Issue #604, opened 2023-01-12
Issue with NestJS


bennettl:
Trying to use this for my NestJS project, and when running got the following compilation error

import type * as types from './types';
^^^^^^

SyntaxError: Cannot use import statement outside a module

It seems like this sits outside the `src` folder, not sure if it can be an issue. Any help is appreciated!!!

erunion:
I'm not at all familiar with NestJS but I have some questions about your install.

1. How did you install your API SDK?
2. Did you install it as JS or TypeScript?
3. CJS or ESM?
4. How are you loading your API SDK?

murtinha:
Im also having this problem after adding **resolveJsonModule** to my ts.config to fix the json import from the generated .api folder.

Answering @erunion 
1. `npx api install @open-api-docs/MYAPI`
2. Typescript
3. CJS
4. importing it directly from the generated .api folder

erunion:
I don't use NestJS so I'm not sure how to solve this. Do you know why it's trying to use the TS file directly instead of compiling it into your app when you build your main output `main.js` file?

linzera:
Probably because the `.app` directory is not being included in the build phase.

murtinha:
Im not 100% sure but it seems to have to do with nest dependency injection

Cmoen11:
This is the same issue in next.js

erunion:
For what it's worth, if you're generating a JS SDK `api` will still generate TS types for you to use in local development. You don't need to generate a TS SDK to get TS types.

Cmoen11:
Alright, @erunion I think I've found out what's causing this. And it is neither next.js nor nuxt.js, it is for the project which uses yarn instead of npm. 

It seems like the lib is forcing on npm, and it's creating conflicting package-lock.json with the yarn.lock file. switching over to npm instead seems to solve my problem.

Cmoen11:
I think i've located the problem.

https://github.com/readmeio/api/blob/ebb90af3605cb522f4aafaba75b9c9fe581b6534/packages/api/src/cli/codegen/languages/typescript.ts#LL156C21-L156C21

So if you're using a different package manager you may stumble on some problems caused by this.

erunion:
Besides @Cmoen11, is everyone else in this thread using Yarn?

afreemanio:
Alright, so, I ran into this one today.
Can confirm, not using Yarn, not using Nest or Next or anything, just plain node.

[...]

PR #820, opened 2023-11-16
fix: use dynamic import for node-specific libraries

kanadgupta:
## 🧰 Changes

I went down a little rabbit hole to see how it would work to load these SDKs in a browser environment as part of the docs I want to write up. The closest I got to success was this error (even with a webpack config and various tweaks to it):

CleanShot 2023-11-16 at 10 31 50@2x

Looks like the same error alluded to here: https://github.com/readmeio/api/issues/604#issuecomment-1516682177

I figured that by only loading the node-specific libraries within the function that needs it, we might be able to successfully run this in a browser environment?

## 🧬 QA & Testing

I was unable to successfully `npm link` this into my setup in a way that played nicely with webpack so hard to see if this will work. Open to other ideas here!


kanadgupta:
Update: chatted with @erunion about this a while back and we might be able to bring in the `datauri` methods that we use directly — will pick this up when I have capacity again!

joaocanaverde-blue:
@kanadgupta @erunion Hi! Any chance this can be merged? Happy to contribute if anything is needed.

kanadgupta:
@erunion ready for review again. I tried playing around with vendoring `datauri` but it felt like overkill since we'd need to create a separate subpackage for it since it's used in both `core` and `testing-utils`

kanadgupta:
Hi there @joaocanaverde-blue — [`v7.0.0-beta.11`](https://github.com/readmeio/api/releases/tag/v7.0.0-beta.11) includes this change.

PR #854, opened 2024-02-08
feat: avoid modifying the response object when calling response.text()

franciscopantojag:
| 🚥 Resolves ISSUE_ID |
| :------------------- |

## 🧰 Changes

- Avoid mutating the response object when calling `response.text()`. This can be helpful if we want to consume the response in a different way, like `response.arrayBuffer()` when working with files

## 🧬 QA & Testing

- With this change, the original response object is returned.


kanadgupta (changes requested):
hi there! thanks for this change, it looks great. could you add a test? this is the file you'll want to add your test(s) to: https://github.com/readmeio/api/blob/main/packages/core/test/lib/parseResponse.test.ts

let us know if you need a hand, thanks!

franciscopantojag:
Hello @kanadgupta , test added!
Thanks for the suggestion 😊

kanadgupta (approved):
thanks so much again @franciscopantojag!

--- To do ---
State how many lines in the entries hold "loading". Nothing should come before or after the number.

--- Exercise response ---
2